Côte d’ivoire : vers une régulation renforcée de la publicité en ligne
Abidjan, le 2 juin 2026 — Lors d’une tribune d’échanges organisée par le Centre d’information et de communication gouvernementale, le président du Conseil supérieur de la publicité (CSP), Alassane Koné, a rappelé l’engagement des autorités ivoiriennes à transformer le secteur publicitaire en un moteur de croissance économique et de transparence.
Un secteur en pleine mutation face aux défis numériques
Le conseiller technique du ministre de la Communication a mis en lumière les bouleversements profonds apportés par le numérique, soulignant que la régulation de la publicité en ligne représente aujourd’hui un enjeu majeur pour le CSP. Trois obstacles principaux ont été identifiés : l’accélération vertigineuse des innovations technologiques, l’absence de frontières pour les plateformes digitales et le besoin criant d’experts capables de superviser efficacement les contenus diffusés.
« Les outils numériques progressent à une vitesse que les cadres réglementaires peinent à suivre », a-t-il expliqué, ajoutant que les autoritésivoiriennes doivent désormais composer avec des acteurs dont les activités échappent aux limites territoriales traditionnelles.

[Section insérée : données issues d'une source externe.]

PR #1391, opened 2023-12-14
Use `BlockNumber` instead of `BlockId` in cache

piotmag769:
## Introduced changes

- use `BlockNumber` instead of `BlockId` since after #1383 we always use `BlockId::Number` in cache

## Checklist

- [x] Linked relevant issue
- [x] Added relevant tests


crates/cheatnet/src/forking/state.rs
```diff
@@ -177,10 +177,10 @@ impl StateReader for ForkStateReader {
             if let Some(cache_hit) = self.cache.get_compiled_contract_class(class_hash) {
                 Ok(cache_hit)
             } else {
-                match self.runtime.block_on(
-                    self.client
-                        .get_class(self.block_id, FieldElement::from_(*class_hash)),
-                ) {
+                match self.runtime.block_on(self.client.get_class(
+                    BlockId::Number(self.block_number.0),
```
war-in, line 181: Would it be possible to create a function/ other suitable solution for this line? It is repeated few times

crates/cheatnet/src/forking/state.rs
```diff
@@ -33,18 +33,18 @@ use url::Url;
 #[derive(Debug)]
 pub struct ForkStateReader {
     client: JsonRpcClient<HttpTransport>,
-    block_id: BlockId,
+    block_number: BlockNumber,
```
war-in, line 36: How about keeping `BlockId::BlockNumber` here? Would it be possible? I just thought that because we always convert it to BlockId

crates/cheatnet/src/forking/state.rs
piotmag769: Will change it to a function, just didn't want to have `self.block_id` since it allows other variants than `BlockId::Number`

crates/cheatnet/src/forking/state.rs
piotmag769: Yes and no - `BlockId` allows other variants as well on the type level :c I will write a function that creates `BlockId` from it, it is just an enum so it is not costly

crates/cheatnet/src/forking/cache.rs
```diff
@@ -79,35 +80,19 @@ impl ToString for ForkCacheContent {
...
-
-fn block_id_to_string(block_id: BlockId) -> String {
-    match block_id {
-        BlockId::Hash(x) => Felt252::from_(x).to_str_radix(16),
-        BlockId::Number(x) => x.to_string(),
-        BlockId::Tag(x) => match x {
-            BlockTag::Latest => "latest".to_string(),
-            BlockTag::Pending => unreachable!(),
-        },
+        self.save();
```
cptartur, line 87: I wonder if that won't cause the cache to grow very fast in case someone uses `latest` in their tests. We'd be caching a new block every couple runs basically.

piotmag769: That's true, but it that really an issue? Cache can always be cleared

cptartur: But we don't have any automatic mechanism of doing so. I don't know how large can a single block cache be, but it should be investigated if an issue like this concerns us.

cc @war-in

Arcticae: Meh i think the cache files are extremely small and shouldn't really worry us

piotmag769: And tbh latest never got there before anyways, we always got the block number before the test, so we already always cached it xD

war-in: In the beginning, it was there. Some changes were made and we forgor about it

cptartur (commented):
Code looks okay. I'm unsure about if all of these tests need to fetch the true latest block (maybe they do).

crates/cheatnet/tests/starknet/cheat_fork.rs
```diff
@@ -9,15 +9,21 @@ use conversions::IntoConv;
...
 
 #[test_case("return_caller_address"; "when common call")]
 #[test_case("return_proxied_caller_address"; "when library call")]
 fn prank_cairo0_contract(selector: &str) {
-    let mut cached_fork_state = create_fork_cached_state();
+    let rt = Runtime::new().unwrap();
+    let cache_dir = TempDir::new().unwrap();
+
+    let mut cached_fork_state =
+        rt.block_on(create_fork_cached_state(cache_dir.path().to_str().unwrap()));
```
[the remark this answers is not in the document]
piotmag769: Wasn't sure either, that's why I did it this way. I guess the only benefit is that we test against the latest network state so we are sure sth unexpected did not change? Idk tho, I would let @war-in decide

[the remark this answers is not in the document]
war-in: Honestly, not sure either. I think we can stick to some predetermined number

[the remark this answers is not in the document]
piotmag769: Okay, will change it then

cptartur (approved):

Une législation pionnière pour encadrer les influenceurs
Pour y remédier, la Côte d’Ivoire a franchi une étape décisive avec l’adoption de la loi n°2022-979 du 20 décembre 2022. Cette réforme impose désormais aux influenceurs dépassant les 25 000 abonnés de se soumettre aux règles strictes de la communication audiovisuelle, sous le contrôle vigilant de la Haute autorité de la communication audiovisuelle (HACA).
Protection des consommateurs : une priorité absolue
Alassane Koné a également rappelé l’importance de lutter contre les publicités trompeuses. La législation ivoirienne exige désormais que chaque campagne publicitaire soit soumise à l’examen préalable de la Commission de contrôle et de validation (CCV) du CSP avant toute diffusion. « Les annonceurs doivent garantir l’honnêteté de leurs messages pour préserver la confiance des citoyens », a-t-il insisté.
Les contrevenants s’exposent à des sanctions sévères : amendes pouvant atteindre 5 % du chiffre d’affaires ou des peines de prison de deux mois en cas de manquements graves.
Un marché publicitaire encore émergent
Avec un poids inférieur à 1 % du PIB national et un chiffre d’affaires d’environ 30 milliards de francs CFA, le secteur publicitaire ivoirien affiche des performances modestes comparé à certains pays voisins. Pourtant, les autorités misent sur une régulation renforcée pour stimuler son développement et attirer davantage d’investissements.